> **TASK STATEMENT**
Search the entries below. Return every line that has "improve" in it.

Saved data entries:
----

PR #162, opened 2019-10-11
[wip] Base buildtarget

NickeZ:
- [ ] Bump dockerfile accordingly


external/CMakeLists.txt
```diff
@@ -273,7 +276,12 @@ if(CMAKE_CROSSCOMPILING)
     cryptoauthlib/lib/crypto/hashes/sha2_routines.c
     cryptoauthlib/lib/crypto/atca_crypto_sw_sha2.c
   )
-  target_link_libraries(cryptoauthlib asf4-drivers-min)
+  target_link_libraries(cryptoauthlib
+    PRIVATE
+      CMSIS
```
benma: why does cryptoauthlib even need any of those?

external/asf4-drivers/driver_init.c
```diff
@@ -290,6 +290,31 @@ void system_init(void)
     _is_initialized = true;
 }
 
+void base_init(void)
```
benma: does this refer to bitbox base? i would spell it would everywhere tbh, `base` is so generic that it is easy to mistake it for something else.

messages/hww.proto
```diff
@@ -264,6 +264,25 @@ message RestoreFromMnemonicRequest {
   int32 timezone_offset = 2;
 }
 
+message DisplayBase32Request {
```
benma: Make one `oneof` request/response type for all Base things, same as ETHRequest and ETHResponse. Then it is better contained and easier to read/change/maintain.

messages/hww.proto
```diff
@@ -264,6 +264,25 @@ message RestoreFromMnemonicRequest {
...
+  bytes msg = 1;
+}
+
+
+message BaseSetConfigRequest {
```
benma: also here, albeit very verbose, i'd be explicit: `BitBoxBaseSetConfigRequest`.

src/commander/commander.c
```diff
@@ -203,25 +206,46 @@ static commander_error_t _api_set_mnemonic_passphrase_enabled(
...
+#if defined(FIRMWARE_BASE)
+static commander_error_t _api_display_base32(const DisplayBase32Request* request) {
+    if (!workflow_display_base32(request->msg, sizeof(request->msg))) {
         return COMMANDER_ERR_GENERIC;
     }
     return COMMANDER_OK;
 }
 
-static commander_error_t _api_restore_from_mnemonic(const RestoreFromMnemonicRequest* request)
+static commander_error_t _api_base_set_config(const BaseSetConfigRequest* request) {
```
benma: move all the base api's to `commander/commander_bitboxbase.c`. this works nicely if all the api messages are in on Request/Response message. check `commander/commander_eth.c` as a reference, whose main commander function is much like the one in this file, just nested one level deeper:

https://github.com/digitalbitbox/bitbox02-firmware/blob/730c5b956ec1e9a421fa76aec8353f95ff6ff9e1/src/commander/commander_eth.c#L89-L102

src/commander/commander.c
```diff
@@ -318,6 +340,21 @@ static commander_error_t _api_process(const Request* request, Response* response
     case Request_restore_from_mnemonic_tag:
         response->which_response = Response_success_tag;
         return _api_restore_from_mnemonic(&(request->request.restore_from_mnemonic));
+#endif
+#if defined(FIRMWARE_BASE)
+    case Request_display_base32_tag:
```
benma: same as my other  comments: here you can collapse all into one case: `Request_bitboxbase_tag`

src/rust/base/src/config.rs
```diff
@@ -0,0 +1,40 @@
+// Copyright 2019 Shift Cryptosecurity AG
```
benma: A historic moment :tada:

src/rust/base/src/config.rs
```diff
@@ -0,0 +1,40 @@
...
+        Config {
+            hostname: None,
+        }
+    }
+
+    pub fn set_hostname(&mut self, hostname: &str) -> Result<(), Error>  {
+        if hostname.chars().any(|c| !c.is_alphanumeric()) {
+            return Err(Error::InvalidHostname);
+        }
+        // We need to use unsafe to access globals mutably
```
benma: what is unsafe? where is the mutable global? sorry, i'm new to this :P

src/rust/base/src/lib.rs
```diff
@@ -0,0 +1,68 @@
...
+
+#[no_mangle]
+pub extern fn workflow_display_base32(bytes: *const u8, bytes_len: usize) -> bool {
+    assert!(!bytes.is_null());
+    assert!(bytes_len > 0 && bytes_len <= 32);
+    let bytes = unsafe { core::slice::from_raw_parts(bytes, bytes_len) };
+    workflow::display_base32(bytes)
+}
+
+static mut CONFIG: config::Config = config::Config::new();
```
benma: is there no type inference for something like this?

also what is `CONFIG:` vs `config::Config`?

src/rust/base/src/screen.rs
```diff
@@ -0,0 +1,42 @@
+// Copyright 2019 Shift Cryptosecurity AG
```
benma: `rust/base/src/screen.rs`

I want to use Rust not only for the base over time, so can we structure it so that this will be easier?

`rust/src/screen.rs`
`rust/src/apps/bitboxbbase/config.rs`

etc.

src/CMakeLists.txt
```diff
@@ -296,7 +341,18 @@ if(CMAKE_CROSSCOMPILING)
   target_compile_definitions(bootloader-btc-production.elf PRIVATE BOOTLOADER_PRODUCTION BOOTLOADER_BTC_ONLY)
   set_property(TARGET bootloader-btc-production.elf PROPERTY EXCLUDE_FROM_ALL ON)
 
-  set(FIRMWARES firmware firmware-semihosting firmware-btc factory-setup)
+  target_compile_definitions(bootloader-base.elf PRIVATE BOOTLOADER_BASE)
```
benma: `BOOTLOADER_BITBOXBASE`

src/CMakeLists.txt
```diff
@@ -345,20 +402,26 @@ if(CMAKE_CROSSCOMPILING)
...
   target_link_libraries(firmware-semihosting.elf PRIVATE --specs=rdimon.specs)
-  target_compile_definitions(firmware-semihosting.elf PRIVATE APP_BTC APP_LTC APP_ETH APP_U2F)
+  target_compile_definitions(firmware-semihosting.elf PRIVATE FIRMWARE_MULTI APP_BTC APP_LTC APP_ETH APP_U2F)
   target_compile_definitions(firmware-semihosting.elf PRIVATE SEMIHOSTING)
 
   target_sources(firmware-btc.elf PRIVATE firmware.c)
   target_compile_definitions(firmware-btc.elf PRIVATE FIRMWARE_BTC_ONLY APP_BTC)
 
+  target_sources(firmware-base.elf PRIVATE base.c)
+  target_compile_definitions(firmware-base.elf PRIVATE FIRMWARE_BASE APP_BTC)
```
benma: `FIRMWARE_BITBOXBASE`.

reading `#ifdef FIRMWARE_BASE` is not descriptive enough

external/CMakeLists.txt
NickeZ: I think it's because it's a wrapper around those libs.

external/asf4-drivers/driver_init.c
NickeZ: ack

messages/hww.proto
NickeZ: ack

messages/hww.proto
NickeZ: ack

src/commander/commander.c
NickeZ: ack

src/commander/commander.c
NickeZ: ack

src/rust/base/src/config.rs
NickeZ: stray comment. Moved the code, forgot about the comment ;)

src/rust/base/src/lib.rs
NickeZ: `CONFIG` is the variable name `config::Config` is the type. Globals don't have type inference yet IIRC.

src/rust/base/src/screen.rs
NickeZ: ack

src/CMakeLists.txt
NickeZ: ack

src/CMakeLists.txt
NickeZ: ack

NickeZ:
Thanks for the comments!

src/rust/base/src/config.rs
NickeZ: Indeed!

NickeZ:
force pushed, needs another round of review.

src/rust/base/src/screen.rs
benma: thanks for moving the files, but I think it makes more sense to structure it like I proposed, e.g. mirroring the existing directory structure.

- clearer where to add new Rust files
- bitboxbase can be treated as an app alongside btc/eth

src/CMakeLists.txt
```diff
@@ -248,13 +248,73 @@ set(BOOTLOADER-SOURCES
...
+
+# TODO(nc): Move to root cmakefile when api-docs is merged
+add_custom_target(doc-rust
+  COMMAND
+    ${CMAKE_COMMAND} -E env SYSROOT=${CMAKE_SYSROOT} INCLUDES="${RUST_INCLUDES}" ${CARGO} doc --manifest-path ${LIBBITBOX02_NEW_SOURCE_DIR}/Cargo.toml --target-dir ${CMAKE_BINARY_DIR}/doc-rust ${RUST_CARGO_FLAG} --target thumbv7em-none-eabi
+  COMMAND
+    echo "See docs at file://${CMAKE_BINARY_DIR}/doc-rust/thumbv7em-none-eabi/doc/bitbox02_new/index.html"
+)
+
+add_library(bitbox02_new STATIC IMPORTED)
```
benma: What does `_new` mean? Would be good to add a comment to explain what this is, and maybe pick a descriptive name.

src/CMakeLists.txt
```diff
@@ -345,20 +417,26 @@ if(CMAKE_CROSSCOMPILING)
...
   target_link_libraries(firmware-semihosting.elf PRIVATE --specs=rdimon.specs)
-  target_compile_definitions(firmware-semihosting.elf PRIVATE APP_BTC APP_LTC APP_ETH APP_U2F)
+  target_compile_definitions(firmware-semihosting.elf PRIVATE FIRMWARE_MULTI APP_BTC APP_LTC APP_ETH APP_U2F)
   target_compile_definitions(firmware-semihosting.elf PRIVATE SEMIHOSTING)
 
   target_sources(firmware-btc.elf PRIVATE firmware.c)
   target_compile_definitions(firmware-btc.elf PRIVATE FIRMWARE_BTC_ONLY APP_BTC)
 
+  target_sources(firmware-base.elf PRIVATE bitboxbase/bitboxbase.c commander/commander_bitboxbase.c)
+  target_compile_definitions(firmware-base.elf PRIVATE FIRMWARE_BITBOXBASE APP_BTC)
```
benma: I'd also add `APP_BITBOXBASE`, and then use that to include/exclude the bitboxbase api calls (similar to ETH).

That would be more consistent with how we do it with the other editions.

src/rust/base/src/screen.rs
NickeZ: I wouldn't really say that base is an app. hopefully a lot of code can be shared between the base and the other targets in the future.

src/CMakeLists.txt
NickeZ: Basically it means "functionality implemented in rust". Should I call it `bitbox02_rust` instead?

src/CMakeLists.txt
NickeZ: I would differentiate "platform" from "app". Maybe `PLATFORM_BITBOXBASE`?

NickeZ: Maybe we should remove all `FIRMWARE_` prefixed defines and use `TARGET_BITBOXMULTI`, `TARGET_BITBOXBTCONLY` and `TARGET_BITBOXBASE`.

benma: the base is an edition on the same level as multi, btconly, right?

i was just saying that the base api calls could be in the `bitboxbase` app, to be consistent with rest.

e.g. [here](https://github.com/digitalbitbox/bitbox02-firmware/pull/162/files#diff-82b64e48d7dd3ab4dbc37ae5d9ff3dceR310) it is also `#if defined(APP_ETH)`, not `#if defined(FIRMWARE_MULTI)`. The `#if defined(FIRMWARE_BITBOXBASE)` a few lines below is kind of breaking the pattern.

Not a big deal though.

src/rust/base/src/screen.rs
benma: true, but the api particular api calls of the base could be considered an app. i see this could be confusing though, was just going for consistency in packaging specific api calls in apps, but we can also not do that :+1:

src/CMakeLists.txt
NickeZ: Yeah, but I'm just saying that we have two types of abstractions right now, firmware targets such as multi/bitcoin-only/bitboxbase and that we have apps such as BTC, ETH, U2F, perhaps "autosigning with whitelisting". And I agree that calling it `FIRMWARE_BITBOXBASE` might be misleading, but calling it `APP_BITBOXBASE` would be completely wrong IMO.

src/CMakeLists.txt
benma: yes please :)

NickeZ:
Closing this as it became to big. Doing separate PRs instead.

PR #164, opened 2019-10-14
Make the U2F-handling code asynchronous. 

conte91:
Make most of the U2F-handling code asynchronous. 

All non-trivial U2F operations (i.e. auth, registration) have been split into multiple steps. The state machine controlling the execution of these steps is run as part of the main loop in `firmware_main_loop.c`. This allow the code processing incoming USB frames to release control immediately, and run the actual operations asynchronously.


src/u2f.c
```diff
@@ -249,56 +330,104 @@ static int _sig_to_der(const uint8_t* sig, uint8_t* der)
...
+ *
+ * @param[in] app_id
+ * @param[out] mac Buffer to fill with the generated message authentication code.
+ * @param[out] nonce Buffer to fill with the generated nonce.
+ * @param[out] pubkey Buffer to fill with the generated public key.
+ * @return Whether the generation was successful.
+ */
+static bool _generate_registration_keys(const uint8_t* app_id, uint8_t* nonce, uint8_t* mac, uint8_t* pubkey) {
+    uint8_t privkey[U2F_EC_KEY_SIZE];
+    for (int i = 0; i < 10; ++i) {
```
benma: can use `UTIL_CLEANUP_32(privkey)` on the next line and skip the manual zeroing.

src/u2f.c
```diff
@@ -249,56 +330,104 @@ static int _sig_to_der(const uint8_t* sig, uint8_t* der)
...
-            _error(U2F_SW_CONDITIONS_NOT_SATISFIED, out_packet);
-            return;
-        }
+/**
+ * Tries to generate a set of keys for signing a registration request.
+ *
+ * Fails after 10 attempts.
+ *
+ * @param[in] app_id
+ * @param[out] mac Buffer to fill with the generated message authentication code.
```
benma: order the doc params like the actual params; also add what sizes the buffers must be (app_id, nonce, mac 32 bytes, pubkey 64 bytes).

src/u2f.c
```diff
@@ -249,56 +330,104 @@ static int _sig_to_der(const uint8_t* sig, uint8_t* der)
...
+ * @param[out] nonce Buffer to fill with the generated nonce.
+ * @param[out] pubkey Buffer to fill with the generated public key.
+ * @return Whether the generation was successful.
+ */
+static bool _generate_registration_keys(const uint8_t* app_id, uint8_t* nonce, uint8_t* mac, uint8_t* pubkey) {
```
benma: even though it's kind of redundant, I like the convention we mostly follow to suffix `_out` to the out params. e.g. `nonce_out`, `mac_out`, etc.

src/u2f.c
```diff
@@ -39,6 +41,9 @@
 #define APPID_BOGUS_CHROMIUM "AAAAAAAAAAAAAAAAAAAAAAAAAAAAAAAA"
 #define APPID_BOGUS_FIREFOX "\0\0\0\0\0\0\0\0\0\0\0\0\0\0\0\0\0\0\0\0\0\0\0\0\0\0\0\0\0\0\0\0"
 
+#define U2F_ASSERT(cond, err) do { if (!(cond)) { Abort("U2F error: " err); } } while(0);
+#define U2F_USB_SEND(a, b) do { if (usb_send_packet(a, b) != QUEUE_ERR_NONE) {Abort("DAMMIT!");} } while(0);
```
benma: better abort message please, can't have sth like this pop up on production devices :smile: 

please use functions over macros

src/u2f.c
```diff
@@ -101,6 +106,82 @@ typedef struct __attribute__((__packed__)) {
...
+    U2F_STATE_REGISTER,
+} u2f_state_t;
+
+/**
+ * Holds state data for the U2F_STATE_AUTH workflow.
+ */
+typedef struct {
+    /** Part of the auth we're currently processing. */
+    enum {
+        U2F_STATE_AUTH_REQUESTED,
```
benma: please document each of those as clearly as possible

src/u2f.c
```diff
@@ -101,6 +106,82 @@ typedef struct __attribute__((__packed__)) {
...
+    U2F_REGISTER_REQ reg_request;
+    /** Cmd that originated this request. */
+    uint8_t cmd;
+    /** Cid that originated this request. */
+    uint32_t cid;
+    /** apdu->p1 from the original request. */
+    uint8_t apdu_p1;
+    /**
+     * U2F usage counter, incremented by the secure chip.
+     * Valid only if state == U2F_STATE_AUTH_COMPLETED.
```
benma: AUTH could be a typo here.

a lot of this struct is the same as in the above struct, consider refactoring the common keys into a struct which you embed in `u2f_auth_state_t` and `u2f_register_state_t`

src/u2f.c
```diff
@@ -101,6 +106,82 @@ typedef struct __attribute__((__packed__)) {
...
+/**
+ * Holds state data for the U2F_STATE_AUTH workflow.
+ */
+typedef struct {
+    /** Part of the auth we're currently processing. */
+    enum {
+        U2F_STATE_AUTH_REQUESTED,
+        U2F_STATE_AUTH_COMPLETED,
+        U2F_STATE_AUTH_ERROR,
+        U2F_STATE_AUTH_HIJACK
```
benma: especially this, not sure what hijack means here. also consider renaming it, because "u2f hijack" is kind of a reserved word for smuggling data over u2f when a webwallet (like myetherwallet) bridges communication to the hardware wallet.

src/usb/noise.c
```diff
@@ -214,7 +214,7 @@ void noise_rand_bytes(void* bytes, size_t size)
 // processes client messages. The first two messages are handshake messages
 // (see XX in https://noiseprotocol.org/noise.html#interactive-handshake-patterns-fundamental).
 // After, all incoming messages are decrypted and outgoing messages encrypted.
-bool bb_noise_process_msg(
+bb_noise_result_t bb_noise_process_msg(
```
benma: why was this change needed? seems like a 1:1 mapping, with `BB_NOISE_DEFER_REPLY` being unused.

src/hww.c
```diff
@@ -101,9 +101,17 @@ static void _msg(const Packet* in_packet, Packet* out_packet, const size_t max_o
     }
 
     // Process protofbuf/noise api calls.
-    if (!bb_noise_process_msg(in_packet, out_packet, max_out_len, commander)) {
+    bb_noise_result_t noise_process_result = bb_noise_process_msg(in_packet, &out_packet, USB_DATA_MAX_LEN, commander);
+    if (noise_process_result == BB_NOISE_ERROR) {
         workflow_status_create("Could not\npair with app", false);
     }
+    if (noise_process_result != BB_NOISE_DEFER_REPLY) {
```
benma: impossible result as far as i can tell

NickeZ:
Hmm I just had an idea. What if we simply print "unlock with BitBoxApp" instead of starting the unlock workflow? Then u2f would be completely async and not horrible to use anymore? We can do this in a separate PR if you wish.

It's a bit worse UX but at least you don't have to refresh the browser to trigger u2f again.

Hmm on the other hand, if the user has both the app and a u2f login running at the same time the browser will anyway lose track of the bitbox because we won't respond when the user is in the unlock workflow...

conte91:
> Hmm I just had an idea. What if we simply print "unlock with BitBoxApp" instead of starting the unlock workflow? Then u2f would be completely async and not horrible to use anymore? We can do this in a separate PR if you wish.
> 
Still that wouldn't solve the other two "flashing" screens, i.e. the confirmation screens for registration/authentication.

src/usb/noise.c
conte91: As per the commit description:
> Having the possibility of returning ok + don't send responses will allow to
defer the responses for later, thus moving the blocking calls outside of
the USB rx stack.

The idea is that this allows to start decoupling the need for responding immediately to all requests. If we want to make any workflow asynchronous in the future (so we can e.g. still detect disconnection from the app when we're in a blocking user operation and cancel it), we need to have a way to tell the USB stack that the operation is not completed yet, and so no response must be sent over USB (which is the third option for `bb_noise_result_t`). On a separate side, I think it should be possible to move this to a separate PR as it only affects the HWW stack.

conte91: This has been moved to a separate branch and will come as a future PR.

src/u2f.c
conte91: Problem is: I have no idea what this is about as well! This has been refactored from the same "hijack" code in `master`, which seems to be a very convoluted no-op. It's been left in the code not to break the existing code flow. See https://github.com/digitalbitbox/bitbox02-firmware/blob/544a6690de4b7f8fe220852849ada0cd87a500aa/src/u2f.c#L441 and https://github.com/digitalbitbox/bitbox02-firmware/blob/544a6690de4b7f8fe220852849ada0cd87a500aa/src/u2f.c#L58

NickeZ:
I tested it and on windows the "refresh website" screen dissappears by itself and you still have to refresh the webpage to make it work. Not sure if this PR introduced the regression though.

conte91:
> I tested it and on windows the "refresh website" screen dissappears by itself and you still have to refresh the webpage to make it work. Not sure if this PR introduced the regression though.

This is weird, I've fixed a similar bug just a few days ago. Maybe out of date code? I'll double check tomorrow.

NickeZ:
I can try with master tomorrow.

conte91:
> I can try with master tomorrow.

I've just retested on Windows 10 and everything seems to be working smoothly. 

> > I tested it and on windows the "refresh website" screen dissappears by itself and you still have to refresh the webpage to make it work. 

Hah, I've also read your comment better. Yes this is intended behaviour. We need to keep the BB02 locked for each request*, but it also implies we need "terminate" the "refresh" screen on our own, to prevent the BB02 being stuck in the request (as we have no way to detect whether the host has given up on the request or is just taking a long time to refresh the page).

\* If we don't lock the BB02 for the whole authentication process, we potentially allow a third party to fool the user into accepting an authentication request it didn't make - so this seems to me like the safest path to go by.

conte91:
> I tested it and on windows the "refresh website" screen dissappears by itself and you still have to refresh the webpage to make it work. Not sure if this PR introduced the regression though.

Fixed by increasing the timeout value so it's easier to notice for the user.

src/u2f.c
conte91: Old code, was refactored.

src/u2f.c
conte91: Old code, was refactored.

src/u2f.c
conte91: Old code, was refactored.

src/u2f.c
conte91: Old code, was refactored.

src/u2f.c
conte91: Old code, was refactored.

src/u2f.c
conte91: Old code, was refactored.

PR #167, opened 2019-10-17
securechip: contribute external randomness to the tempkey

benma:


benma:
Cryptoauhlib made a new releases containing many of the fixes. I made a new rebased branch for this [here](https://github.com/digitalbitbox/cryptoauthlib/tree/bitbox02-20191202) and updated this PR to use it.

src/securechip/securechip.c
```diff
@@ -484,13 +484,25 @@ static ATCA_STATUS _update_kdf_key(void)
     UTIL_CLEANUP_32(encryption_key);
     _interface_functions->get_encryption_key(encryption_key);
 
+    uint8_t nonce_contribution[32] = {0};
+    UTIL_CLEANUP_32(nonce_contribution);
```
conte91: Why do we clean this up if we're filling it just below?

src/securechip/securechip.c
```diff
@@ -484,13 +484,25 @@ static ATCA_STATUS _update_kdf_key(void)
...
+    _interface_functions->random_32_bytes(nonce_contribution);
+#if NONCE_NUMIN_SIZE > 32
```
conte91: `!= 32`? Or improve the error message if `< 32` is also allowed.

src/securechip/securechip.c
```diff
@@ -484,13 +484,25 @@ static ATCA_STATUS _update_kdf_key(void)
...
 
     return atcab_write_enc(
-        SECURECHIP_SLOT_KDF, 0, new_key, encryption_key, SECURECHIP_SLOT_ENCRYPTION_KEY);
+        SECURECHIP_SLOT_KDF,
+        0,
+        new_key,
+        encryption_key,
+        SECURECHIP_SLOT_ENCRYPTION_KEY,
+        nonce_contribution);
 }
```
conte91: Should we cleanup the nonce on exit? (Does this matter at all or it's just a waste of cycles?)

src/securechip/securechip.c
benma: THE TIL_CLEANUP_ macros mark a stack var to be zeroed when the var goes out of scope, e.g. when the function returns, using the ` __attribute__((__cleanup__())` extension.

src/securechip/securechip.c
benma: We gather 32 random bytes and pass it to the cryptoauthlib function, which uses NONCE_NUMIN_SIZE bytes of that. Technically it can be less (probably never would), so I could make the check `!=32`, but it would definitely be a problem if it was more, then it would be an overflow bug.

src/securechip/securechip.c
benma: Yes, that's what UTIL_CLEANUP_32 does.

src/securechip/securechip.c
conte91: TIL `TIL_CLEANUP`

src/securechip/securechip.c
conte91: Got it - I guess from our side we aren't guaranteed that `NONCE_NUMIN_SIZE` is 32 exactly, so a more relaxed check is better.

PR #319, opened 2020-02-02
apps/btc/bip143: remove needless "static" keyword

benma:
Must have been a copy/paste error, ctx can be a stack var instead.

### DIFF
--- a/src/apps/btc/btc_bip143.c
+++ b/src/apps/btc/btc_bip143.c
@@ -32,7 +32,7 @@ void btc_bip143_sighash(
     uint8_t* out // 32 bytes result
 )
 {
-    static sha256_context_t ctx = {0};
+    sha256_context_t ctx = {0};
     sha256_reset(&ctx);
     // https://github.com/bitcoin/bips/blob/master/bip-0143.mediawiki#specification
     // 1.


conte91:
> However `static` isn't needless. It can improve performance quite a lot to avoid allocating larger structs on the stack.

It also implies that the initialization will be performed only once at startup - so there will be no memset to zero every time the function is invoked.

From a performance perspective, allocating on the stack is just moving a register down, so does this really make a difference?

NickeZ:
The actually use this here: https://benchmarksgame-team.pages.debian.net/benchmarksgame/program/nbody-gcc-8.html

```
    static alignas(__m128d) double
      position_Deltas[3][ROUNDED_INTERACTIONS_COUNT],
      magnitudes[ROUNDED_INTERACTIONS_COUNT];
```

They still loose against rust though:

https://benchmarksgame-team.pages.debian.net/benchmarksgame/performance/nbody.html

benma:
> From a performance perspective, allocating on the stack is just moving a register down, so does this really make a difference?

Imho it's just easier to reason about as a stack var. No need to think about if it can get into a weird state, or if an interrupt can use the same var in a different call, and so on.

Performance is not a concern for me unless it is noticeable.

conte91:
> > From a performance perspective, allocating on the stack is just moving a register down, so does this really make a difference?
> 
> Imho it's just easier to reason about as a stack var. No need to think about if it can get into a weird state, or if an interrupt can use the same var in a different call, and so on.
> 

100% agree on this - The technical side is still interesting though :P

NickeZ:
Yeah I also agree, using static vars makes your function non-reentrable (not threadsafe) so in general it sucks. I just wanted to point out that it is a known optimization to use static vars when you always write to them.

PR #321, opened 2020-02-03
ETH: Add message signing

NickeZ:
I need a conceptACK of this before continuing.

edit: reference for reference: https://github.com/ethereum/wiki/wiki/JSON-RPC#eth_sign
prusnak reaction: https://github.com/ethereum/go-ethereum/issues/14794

----

> **RESPONSE AREA**
conte91: `!= 32`? Or improve the error message if `< 32` is also allowed.
> However `static` isn't needless. It can improve performance quite a lot to avoid allocating larger structs on the stack.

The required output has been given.